• **Exercise**:
From the listing below, output only the lines starting at the line that has "PR #3836, opened 2021-09-15" and ending at the line that has "early if the", exactly as they appear, ends included.

┄┄┄┄┄┄┄┄┄┄┄┄┄┄┄┄┄┄┄┄

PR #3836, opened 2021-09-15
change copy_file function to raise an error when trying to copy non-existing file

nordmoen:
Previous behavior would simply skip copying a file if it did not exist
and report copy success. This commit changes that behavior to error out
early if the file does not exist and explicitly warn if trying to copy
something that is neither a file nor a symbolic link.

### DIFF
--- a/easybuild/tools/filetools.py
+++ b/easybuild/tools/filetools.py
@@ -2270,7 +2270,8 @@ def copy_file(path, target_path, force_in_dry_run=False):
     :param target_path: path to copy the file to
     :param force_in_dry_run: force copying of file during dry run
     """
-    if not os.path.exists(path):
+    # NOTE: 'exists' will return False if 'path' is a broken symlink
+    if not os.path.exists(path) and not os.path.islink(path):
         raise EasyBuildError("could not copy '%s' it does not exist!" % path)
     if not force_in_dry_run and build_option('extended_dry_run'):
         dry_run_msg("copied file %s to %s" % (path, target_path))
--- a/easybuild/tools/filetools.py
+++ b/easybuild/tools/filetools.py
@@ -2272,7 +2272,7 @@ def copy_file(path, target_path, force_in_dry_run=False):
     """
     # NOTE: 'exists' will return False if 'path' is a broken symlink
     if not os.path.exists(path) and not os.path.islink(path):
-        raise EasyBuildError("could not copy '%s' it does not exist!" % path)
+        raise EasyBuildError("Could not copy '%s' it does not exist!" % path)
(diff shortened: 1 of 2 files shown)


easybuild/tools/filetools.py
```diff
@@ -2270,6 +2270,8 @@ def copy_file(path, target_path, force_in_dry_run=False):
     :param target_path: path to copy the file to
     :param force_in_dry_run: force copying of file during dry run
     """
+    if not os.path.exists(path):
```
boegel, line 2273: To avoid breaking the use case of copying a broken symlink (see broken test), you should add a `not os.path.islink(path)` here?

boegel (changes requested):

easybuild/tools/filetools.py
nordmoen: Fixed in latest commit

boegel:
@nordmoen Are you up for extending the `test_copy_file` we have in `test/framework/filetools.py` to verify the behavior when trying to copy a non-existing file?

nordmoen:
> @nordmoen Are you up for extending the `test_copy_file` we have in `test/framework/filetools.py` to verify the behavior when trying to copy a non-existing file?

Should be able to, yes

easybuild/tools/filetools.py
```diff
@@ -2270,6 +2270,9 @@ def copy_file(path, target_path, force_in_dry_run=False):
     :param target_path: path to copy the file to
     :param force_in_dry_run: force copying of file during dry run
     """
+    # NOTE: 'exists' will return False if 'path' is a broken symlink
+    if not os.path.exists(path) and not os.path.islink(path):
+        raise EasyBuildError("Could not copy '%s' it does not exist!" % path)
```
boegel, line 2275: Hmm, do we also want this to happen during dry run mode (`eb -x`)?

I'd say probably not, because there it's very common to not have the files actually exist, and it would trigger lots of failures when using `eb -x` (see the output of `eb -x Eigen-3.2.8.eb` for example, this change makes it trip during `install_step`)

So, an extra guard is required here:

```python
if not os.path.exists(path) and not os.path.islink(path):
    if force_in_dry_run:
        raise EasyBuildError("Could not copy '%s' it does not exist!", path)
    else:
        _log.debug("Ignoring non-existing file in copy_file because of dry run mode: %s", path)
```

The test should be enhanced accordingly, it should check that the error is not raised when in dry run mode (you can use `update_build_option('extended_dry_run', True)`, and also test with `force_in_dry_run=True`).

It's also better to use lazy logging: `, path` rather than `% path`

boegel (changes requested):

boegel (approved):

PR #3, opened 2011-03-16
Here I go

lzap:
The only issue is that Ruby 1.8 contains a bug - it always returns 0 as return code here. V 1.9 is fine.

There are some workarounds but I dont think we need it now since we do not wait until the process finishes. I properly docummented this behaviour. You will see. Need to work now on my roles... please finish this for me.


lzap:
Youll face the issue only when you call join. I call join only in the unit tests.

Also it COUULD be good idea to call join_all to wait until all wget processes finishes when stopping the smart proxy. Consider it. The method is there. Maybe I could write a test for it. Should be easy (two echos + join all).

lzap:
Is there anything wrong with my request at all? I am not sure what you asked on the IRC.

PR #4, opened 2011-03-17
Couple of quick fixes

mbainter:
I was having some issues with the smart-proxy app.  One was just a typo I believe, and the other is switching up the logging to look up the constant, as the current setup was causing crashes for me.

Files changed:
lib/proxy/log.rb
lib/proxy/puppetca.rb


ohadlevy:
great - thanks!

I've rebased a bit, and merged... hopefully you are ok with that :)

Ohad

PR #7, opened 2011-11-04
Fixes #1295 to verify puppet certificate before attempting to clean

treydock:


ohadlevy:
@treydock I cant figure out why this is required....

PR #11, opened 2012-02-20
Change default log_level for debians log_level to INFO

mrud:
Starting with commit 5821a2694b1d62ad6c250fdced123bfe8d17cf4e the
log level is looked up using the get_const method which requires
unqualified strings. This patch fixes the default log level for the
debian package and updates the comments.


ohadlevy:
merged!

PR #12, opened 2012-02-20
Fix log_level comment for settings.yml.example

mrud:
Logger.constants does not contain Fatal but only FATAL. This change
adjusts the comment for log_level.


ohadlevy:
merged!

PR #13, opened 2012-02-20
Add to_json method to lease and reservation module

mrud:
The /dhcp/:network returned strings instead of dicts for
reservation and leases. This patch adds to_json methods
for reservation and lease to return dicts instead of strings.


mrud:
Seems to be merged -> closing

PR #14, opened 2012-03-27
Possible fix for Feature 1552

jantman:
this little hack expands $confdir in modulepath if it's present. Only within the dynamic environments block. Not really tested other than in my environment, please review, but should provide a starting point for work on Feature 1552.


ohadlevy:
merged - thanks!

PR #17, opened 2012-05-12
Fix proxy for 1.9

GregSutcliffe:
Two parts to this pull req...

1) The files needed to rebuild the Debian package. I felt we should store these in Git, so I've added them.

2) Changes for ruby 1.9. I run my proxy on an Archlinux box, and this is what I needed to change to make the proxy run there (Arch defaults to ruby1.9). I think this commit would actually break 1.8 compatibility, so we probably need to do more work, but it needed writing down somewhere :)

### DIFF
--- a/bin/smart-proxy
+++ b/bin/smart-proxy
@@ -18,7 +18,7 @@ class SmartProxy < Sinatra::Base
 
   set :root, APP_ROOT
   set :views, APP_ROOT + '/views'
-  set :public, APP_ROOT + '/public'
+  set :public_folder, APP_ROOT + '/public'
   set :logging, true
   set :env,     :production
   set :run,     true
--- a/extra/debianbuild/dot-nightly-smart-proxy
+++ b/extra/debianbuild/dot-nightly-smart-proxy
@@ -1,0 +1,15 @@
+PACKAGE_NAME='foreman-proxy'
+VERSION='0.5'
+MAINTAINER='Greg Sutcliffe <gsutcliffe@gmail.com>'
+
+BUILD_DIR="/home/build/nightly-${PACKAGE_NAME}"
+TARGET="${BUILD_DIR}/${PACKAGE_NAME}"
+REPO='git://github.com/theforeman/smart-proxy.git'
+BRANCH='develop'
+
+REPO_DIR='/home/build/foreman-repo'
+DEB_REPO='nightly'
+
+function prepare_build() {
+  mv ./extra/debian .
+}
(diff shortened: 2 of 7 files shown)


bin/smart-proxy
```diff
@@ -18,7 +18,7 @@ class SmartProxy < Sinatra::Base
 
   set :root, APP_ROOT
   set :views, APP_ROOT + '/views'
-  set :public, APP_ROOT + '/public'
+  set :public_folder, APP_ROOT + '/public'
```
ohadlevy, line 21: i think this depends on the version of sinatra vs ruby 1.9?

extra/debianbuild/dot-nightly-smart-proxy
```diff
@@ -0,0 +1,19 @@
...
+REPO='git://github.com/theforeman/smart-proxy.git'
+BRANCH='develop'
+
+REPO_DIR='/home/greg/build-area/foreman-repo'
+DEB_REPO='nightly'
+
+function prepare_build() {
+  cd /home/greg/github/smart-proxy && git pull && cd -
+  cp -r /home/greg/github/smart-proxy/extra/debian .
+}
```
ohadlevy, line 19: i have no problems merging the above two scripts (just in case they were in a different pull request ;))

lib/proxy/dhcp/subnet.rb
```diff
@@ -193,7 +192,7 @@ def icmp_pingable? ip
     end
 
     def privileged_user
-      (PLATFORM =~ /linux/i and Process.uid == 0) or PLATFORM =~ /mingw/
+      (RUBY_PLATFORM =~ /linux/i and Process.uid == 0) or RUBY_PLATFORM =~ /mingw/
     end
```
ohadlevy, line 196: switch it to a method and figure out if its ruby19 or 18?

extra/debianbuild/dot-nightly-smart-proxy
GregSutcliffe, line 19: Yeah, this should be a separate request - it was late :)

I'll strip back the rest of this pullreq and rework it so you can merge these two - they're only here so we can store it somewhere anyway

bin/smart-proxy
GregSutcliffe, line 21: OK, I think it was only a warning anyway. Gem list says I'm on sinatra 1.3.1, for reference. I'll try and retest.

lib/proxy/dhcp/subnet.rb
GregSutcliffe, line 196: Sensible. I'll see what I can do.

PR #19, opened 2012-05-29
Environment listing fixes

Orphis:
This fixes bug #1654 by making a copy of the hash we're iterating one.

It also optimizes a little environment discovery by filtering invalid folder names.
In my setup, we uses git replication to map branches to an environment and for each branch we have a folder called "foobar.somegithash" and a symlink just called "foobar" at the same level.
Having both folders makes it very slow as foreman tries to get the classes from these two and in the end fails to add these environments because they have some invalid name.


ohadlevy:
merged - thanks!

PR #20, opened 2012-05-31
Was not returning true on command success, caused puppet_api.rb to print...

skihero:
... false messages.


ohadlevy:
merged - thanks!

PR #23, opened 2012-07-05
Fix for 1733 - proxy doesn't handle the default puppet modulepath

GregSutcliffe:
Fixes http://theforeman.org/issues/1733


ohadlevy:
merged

┄┄┄┄┄┄┄┄┄┄┄┄┄┄┄┄┄┄┄┄

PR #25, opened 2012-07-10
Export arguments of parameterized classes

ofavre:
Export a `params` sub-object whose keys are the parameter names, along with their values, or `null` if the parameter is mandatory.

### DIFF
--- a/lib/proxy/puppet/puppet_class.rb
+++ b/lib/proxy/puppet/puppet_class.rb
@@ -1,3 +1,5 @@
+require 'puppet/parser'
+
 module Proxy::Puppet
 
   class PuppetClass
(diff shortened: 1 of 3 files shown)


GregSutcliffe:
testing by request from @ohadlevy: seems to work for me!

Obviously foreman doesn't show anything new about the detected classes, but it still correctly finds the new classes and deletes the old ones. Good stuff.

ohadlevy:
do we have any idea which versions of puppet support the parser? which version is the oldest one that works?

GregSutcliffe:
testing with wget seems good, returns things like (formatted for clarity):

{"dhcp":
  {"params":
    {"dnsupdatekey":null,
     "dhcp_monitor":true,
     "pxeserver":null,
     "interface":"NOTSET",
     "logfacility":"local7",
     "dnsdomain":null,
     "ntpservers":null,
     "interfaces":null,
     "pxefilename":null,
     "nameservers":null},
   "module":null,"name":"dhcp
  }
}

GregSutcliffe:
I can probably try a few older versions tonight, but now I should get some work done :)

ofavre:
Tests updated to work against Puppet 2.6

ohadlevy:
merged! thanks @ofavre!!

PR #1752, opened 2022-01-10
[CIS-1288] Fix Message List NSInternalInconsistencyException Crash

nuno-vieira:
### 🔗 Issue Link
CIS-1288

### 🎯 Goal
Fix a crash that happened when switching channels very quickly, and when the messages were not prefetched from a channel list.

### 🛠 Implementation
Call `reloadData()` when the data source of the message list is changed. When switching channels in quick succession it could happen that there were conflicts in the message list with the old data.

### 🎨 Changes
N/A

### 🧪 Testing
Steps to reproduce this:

┄┄┄┄┄┄┄┄┄┄┄┄┄┄┄┄┄┄┄┄

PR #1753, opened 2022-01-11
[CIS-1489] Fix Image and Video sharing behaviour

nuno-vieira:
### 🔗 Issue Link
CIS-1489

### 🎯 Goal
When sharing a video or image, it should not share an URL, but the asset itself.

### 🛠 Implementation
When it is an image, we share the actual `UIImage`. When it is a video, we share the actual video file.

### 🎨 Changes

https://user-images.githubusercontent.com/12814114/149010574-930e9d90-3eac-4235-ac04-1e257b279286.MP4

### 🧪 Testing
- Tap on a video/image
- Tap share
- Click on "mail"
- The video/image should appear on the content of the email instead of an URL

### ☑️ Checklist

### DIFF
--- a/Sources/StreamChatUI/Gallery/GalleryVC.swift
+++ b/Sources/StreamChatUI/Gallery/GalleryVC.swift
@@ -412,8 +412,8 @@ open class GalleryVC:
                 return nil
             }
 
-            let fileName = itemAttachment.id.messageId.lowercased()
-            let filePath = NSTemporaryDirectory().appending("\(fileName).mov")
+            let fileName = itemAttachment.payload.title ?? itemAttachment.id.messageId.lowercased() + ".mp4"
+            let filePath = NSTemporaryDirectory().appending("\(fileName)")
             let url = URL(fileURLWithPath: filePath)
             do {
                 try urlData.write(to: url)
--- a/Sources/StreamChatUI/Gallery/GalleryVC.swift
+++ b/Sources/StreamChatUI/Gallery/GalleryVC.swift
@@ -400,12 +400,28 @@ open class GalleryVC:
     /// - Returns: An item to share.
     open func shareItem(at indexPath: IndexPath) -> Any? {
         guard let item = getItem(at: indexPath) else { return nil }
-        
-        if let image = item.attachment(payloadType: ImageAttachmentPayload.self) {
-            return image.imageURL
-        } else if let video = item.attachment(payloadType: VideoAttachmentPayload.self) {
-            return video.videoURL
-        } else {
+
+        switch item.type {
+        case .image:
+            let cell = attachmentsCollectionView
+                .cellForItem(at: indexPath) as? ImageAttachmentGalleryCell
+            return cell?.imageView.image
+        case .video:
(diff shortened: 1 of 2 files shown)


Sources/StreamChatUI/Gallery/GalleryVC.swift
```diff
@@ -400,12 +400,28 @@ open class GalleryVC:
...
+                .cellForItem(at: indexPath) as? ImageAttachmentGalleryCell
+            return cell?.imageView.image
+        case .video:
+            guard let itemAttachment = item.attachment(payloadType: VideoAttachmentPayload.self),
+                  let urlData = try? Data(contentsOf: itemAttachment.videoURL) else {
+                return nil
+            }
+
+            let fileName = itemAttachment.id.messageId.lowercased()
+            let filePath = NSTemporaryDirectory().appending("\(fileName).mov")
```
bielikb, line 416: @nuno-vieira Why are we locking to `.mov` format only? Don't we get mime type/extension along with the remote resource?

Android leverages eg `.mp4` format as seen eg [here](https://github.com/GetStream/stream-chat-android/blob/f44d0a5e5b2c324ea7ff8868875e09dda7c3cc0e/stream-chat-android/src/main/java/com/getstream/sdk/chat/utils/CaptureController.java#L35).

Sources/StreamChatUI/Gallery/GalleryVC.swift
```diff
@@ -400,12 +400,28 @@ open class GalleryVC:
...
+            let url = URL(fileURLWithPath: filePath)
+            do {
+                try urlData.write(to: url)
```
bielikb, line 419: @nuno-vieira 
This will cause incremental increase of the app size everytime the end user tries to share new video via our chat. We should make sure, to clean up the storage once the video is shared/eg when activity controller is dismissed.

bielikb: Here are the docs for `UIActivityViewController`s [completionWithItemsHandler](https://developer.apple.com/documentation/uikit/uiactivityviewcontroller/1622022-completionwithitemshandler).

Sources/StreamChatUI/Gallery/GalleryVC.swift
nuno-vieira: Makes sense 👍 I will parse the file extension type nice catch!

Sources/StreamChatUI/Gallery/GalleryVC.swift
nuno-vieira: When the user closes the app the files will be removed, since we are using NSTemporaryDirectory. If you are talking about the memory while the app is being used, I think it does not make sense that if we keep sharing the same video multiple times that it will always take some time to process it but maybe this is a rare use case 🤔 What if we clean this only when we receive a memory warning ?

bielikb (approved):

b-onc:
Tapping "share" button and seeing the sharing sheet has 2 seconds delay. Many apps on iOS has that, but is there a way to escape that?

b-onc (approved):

┄┄┄┄┄┄┄┄┄┄┄┄┄┄┄┄┄┄┄┄

• **Problem solution**:
PR #3836, opened 2021-09-15
change copy_file function to raise an error when trying to copy non-existing file

nordmoen:
Previous behavior would simply skip copying a file if it did not exist
and report copy success. This commit changes that behavior to error out
early if the file does not exist and explicitly warn if trying to copy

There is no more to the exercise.